_What you will do_:
With the line that contains "Improve handling of open file descriptors" as the first line, output exactly every line through the end of the material.

○ ○ ○ ○ ○ ○ ○

PR #3784, opened 2024-01-09
Improve handling of open file descriptors

lava:
Attempt to improve the behavior of nodes that are running into the maximum number of open files:

  * Increase the upper limit imposed by our systemd unit files to 64Ki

○ ○ ○ ○ ○ ○ ○

_Response area_:
Improve handling of open file descriptors

lava:
Attempt to improve the behavior of nodes that are running into the maximum number of open files:

  * Increase the upper limit imposed by our systemd unit files to 64Ki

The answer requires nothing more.